In the Indy case, the isTimeoutError method returns the value of FTimeOutError which in my real case above is set to True inside TROIndySuperConnection.TryReadByte because _ReadFromStack returned -1
With your own implementation though, the isTimeoutError method returns False because fConnection.LastError is not ETIMEDOUT. And indeed, inside TROSocket.CanRead there is no code that takes into account the fact that if RO_Select returns 0, then it’s because the timeout was reached. If I change the code to now read like this:

  x := RO_Select(fSocket + 1, @lFDSet, nil, nil, ptv);
  if x = 0 then
    fLastError := ETIMEDOUT
  else
    SockCheck(x);

Then the isTimeoutError method returns True and the connection is not closed, bringing the situation back to what it was with version 9.4
So, the real error lies inside TROSocket.CanRead but it also comes from the fact that TROSuperTCPChannel was changed to use another implementation.
And that does not remove the questioning about the computed timeout value, which to me, does not make sense in network terms.

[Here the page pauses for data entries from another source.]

PR #254, opened 2020-04-07
fix(diff): refuse to diff on kubectl 1.18

sh0rez:
Kubectl 1.18 includes an unfixed issue that causes diff to apply as well – which
is a very bad thing. To avoid this, we now check and abort on that specific
version, prompting the user to downgrade as no fix is yet available.

https://github.com/kubernetes/kubernetes/issues/89762

### DIFF
--- a/pkg/kubernetes/diff.go
+++ b/pkg/kubernetes/diff.go
@@ -3,6 +3,7 @@ package kubernetes
 import (
 	"fmt"
 
+	"github.com/Masterminds/semver"
 	"github.com/pkg/errors"
 
 	"github.com/grafana/tanka/pkg/kubernetes/client"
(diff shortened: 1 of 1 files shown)


pkg/kubernetes/diff.go
```diff
@@ -12,6 +13,13 @@ import (
 
 // Diff takes the desired state and returns the differences from the cluster
 func (k *Kubernetes) Diff(state manifest.List, opts DiffOpts) (*string, error) {
+	// prevent https://github.com/kubernetes/kubernetes/issues/89762 until fixed
+	if k.ctl.Info().ClientVersion.Equal(semver.MustParse("1.18.0")) {
+		return nil, fmt.Errorf(`You seem to be using kubectl 1.18.0, which contains an unfixed issue
```
captncraig, line 18: It looks like [the fix](https://github.com/kubernetes/kubernetes/pull/89795) is merged, and staged in the 1.19 milestone.

Should we make this a blanket ban on 1.18.x unless we see it in a minor release?

captncraig: although there is a cherry pick into 1.18 https://github.com/kubernetes/kubernetes/pull/89827 so maybe it could be fixed sooner

captncraig: LGTM either way I guess. If they make another release with the same bug, I will be severely disappointed.

sh0rez: Okay, we will leave it as is then

PR #259, opened 2020-04-16
Implement sorting by NS and test object sorting.

mplzik:
- the original sort code in Reconcile() didn't take into account
  the case where two objects of the same kind and name might reside in
  different namespace, allowing the sort being non-deterministic at
  times.

- testing of the sort code is now implemented.

There might be some refactor pending, since `kubernetes_test.go` also
contains code testing `Reconcile()`, but this is outside the scope of
this PR.

### DIFF
--- a/pkg/kubernetes/reconcile.go
+++ b/pkg/kubernetes/reconcile.go
@@ -113,6 +113,11 @@ func Reconcile(raw map[string]interface{}, spec v1alpha1.Spec, targets []*regexp
 			return out[i].Kind() < out[j].Kind()
 		}
 
+		// If namespaces differ, sort by the namespace.
+		if out[i].Metadata().Namespace() != out[j].Metadata().Namespace() {
+			return out[i].Metadata().Namespace() < out[j].Metadata().Namespace()
+		}
+
 		// Otherwise, order the objects by name.
 		return out[i].Metadata().Name() < out[j].Metadata().Name()
 	})
--- a/pkg/kubernetes/reconcile_test.go
+++ b/pkg/kubernetes/reconcile_test.go
@@ -4,10 +4,11 @@ import (
 	"regexp"
 	"testing"
 
-	"github.com/grafana/tanka/pkg/kubernetes/manifest"
-	"github.com/grafana/tanka/pkg/spec/v1alpha1"
 	"github.com/stretchr/testify/assert"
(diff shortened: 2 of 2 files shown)


pkg/kubernetes/reconcile.go
```diff
@@ -113,6 +113,11 @@ func Reconcile(raw map[string]interface{}, spec v1alpha1.Spec, targets []*regexp
 			return out[i].Kind() < out[j].Kind()
 		}
 
+		// If namespaces differ, sort by the namespace.
+		if out[i].Metadata().Namespace() != out[j].Metadata().Namespace() {
```
sh0rez, line 117: Does is consider `"" == spec.namespace`?

pkg/kubernetes/reconcile_test.go
```diff
@@ -54,3 +57,111 @@ func TestExtract(t *testing.T) {
...
+		"kind":       kind,
+		"apiVersion": "apiversion",
+		"metadata": map[string]interface{}{
+			"name":      name,
+			"namespace": ns,
+		},
+	}
+}
+
+func TestReconcileSorting(t *testing.T) {
```
sh0rez, line 82: I think this would benefit from a test that ensures that kind takes priority over namespace (ie multi-kind, multi-namespace)

pkg/kubernetes/reconcile.go
mplzik: IIUC empty string is not a valid namespace; and is also returned by the Namespace() function if namespace is not set. For the purposes of sorting, this defines an order over namespaces if they are not equal, so we should be fine here.

pkg/kubernetes/reconcile_test.go
mplzik: Good point, will implement tomorrow.

pkg/kubernetes/reconcile_test.go
```diff
@@ -54,3 +57,111 @@ func TestExtract(t *testing.T) {
 		})
 	}
 }
+
+func mkobj(kind string, name string, ns string) map[string]interface{} {
+	if ns == "" {
```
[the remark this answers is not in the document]
mplzik: Will implement tomorrow.

mplzik:
@sh0rez changes implemented; PTAL.

PR #264, opened 2020-04-19
fix(examples): prom-grafana dependencies

sh0rez:
Were installed using a development version of jb that apparently never
worked at all


sh0rez:
> each file has a different value for legacyImports not sure if that's correct or not

Yes, the `lockFile` always has `false`, I guess we should make jb omit it there

> does this just fix some syntax in the jsonnet files? looks like examples but not sure if there are any vendor files that need update?

`vendor` is not committed at all haha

EvgenyK · September 22, 2020, 10:35am

Hi,

Can you send your testcase to support@, pls?
I’d like to reproduce this issue locally

obones · September 22, 2020, 11:48am

Even better, now that I know the issue comes from TROSuperTCPChannel, I was able to reproduce the issue in a simple test case: ROWaitThenRaise.zip (119.0 KB)

Compile both the server and client, start both then click on the “Test” button in the client.
You’ll see that the client thread disappears after 24 seconds and you get a timeout instead of the expected exception.
Change to any other “Super” channel, or apply the fix above and all is back to normal.

RemObjectsSoftware · September 23, 2020, 8:13am

Thanks, logged as bugs://84968

RemObjectsSoftware · September 23, 2020, 8:17am

bugs://84968 got closed with status fixed.